International Journal of Computer Applications |
Foundation of Computer Science (FCS), NY, USA |
Volume 180 - Number 2 |
Year of Publication: 2017 |
Authors: Rajni Jindal, Shweta Taneja |
10.5120/ijca2017915922 |
Rajni Jindal, Shweta Taneja . A Novel Weighted Classification Approach using Linguistic Text Mining. International Journal of Computer Applications. 180, 2 ( Dec 2017), 9-15. DOI=10.5120/ijca2017915922
Text categorization is the process of automatically assigning labels or categories to new or previously unseen text documents. The text documents may be unstructured or semi structured in nature. In our work, we have used concepts of natural language processing for text categorization.

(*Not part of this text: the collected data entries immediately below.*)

PR #1170, opened 2015-10-02
allow dashes, periods, and other RFC6838-compliant characters in header vendor

suan:
The current accept header parsing logic treats everything after the first `-` as the version, whereas it's not uncommon to have dashes in more complex vendor/resource media type definitions (an IANA-registered example is `application/vnd.ms-office.activeX+xml`)

This change correctly handles dashes in the vendor part, while still assuming what's after the last dash is the version.

The current logic also doesn't allow underscores, ampersands, etc, which are allowed media type characters per [RFC 6838](http://tools.ietf.org/html/rfc6838#section-4.2). This change makes Grape itself handle these characters correctly, however for them to actually work is contingent on https://github.com/mjackson/rack-accept/pull/17 which unfortunately has been open for more than 6 months (I'll ping maintainer again, but any weight you can throw around there would also be appreciated :smile:)

_P/S: It should be noted that the current header versioning logic is very limited and doesn't support formats such as `application/vnd.github.v3+json` (as what [github uses now](https://developer.github.com/v3/media/#request-specific-version)) I'll try to add a caveat in the README while I add the CHANGELOG entry for this_

### DIFF
--- a/lib/grape/middleware/versioner/header.rb
+++ b/lib/grape/middleware/versioner/header.rb
@@ -8,13 +8,13 @@ module Grape
       # application/vnd.:vendor-:version+:format
       #
       # Example: For request header
-      #    Accept: application/vnd.mycompany-v1+json
+      #    Accept: application/vnd.mycompany.a-cool-resource-v1+json
       #
       # The following rack env variables are set:
       #
       #    env['api.type']    => 'application'
-      #    env['api.subtype'] => 'vnd.mycompany-v1+json'
-      #    env['api.vendor]   => 'mycompany'
+      #    env['api.subtype'] => 'vnd.mycompany.a-cool-resource-v1+json'
+      #    env['api.vendor]   => 'mycompany.a-cool-resource'
       #    env['api.version]  => 'v1'
       #    env['api.format]   => 'json'
       #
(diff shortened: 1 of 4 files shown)


dblock:
This is good. It needs a CHANGELOG entry and possibly a README update, please.

I would be down with a monkey-patch of rack-accept and a corresponding test. We have some precedent for patches in https://github.com/ruby-grape/grape/pull/1167 where we monkey-patched virtus.

lib/grape/middleware/versioner/header.rb
```diff
@@ -177,11 +177,16 @@ def request_vendor(media_type)
...
+          _, subtype = Rack::Accept::Header.parse_media_type(media_type)
+          subtype.match(VENDOR_VERSION_HEADER_REGEX)[2]
+        end
+
         # @param [String] media_type a content type
         # @return [Boolean] whether the content type sets an API version
         def version?(media_type)
           _, subtype = Rack::Accept::Header.parse_media_type(media_type)
-          subtype[/\Avnd\.[a-z0-9*.]+-[a-z0-9*\-.]+/]
+          subtype[/\Avnd\.([a-z0-9.\-_!#\$&\^]+?)(?:-([a-z0-9*.]+))+/]
```
aselder: Should we extract this to a constant to avoid recreating the regex every time?

suan:
@dblock I've updated the CHANGELOG, added a README section about Grape's limitations with the structure of versioned mediatypes, and converted those regexes to constants like recommended by @aselder 

I'm thinking I can make a followup PR where the appropriate rack-accept call is monkey-patched to allow all the RFC-compliant characters, once this PR is merged.

dblock:
Merging.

That is, a lexical approach for text categorization. We have developed an algorithm which automatically classifies articles into their categories. The algorithm identifies tokens and assigns them weights in the abstracts of journal articles. We have implemented our approach using K Nearest Neighbor (KNN) classifier as it is the most widely used classifier in research. The proposed algorithm Lexical KNN (LKNN) has been evaluated on two datasets. One is set of journal articles of computer science discipline and the other is a collection of medical documents (Ohsumed collection).The experimental results show that our proposed algorithm Lexical KNN (LKNN) performs better than the other existing classifiers.